A graph allows us to encode pairwise relationships among a set of nodes. Each graph has both a set of nodes and a set of edges. Each edge connects two nodes. For a directed graph, it is important to note the direction of the edge in a ordered pair with the first node listed being the node that points to the second node listed. There are many examples of graphs. We can use graphs to model a transportation network, with nodes representing stops and edges representing direct routes between stops. Generally these are undirected graphs, but a directed graph is certainly conceivable. We can use graphs to model communication networks, with edges representing physical links between computer nodes. We can use graphs to model the World Wide Web with nodes representing web pages and edges representing hyperlinks. Since not all pages link back to every page that links to them, these graphs are directed. We can use graphs to model social networks, with nodes representing people and edges representing friendships or relationships. We can also use directed graphs to model dependency networks, like the prerequisites for taking a college course.

A path in an undirected graph is the sequence of nodes needed to get from one node to another. A “simple” path does not repeat any nodes, while a “cycle” ends where it began. A path in a directed graph is similar to a path in an undirected graph: we just need to make sure that we keep the directionality of the edges in mind. A “connected” undirected graph occurs when there is a path from every node to every other node.

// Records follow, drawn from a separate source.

Issue #1576, opened 2021-07-29
merge ILayoutStorage / IRemoteLayoutStorage?


defunctzombie:
Rather than two different types of storage. Enhance our layout storage apis to support the responses we need for remote layout storage layers.

jtbandes:
Closing for now, not clear that this is useful – it's valuable to have richer responses from the server and for ILayoutStorage to insert additional info that only it knows about (conflict info and unsynced changes)

Issue #1528, opened 2021-07-21
Team Layouts Private Beta


jtbandes:
Requirements:

- Personal layouts (when not signed in) track "baseline" and "dirty" versions
- Personal layouts (when signed in) can be read and created/renamed/updated/deleted while offline
  - Dirty layout is not synced to server
  - Multiple personal layouts can be dirty at once, indicated by some icon next to the layout
  - Sync to server is based on baseline last saved timestamp (using client time)
- All Team layouts can be read while offline, but must be online to create/rename/update/delete
  - Dirty version of team layouts is stored locally (not synced to server)
  - Changing away from a dirty team layout results in a prompt to save/discard changes

Tasks remaining to ship team layouts:

- [x] merge #1425 (feature flagged)
- [x] #1536
- [x] #1547
   - [x] ~#1576~
   - [x] https://github.com/foxglove/studio/pull/1613
   - [x] ~simplify or remove conflict types in favor of simpler "last write wins" strategy?~
- [x] #1607
- [x] #1544
- [x] #1412
- [x] #1491
- [x] #1054
- [x] #1575
- [x] #1545
- [x] Store layout baselines (and proactively fetch from server) to allow revert operation (should work when logged out too) - https://github.com/foxglove/studio/pull/1679
   - "save" operation updates baseline while offline, which can still lead to conflicts on next sync
   - Change `state` -> `data`
- [x] Migration from old data storage format
- [x] https://github.com/foxglove/studio/pull/1742
  - [x] When switching away from a shared layout, prompt to save as a copy / update template
  - [x] namespace the cache by userid/org for better signout experience?
  - [x] #1620
  - [x] https://github.com/foxglove/console/issues/106
  - [x] https://github.com/foxglove/console/issues/107
- [x] #1743
- [x] https://github.com/foxglove/studio/issues/1769
- [x] #1746
- [x] #1747
- [x] https://github.com/foxglove/studio/pull/1808
- [x] https://github.com/foxglove/studio/pull/1809
- [x] #1792
- [x] https://github.com/foxglove/studio/pull/1811
- [x] https://github.com/foxglove/studio/pull/1812
- [x] https://github.com/foxglove/studio/issues/1748
- [x] https://github.com/foxglove/studio/issues/1819
- [x] #1646
- [x] https://github.com/foxglove/studio/pull/1844
- [x] #1744

PR #1580, opened 2021-07-30
Consolidate layout interfaces

defunctzombie:
**User-Facing Changes**
TBD

**Description**
Rather than having three layout storage mechanisms (ILayoutCache, ILayoutStorage, IRemoteLayoutStorage), this change consolidates them into one ILayoutStorage. This reduces the indirection and simplifies the logic around cloud and local layouts.

- NativeStorageLayoutCache is now NativeStorageLayoutStorage and implements ILayoutStorage. It is backwards compatible with our existing on-disk layout storage methodology.
- CacheOnlyLayoutStorageProvider, ConsoleApiLayoutStorageProvider, FakeLayoutStorageProvider are removed in favor of ConsoleLayoutStorageProvider which determines if team layouts is enabled and a user is signed in to provide either an OfflineLayoutStorage instance or pass along the existing ILayoutStorage instance.
- OfflineLayoutStorage implements ILayoutStorage on top of an existing ILayoutStorage as an _offline_ storage and a ConsoleApi.
- Remove sync api from ILayoutStorage in favor of a "reset" option on `updateLayout` which indicates the layout storage should treat the update as an update on the "reset" state of the layout (I've not come up with a better term for this yet but this is the layout that a user could "go back to" even after making local changes. It is up to the ILayoutStorage whether it supports this.

Resolves some items from: #1528
- Remove fake layout storage
- Fixes: #1576
- Simplify or remove conflict types in favor of simpler "last write wins" strategy

Remaining tasks:
- various fixme comments
- OfflineLayoutStorage tests
- "startup/sync" for OfflineLayoutStorage that runs once when initializing and syncs offline with online


defunctzombie:
@jtbandes feel free to close and delete the branch this once it is no longer useful.

jtbandes:
Closing since many initial items from https://github.com/foxglove/studio/issues/1528 have been addressed and we have some new directions we need to go in – will continue thinking about this along the way to v1.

A “strongly connected” directed graph occurs when there is a path from every node to every other node, keeping in mind that the path must respect the directionality of the edges. The “distance” between any two nodes is the shortest path required to get from one node to the other. An “tree” is an undirected graph with no cycles. This allows us to represent a hierarchy.

The s-t connectivity problem asks if there is a path from node s to node t. Two algorithms for answering this problem are breadth-first search and depth-first search. Breadth first search puts node s in the first layer, and every node that has an edge with s goes in the second layer. Every new node that has an edge with a node in the second layer goes in the third layer, and this continues until no new nodes are found. The distance between nodes s and t is how many layers away they are. Breadth first search also gives us a tree rooted at s. Any nodes in the tree that have edges but are not in a parent-child relationship are at most one layer way. We can call all the nodes in these layers a connected component.

Depth-First search follows edges from s until it reaches a dead end. It then backtracks to a node with an unexplored edge and continues on that path until it reaches a dead end at which point it backtracks again. If we eventually get to t then we know there is a path from s to t.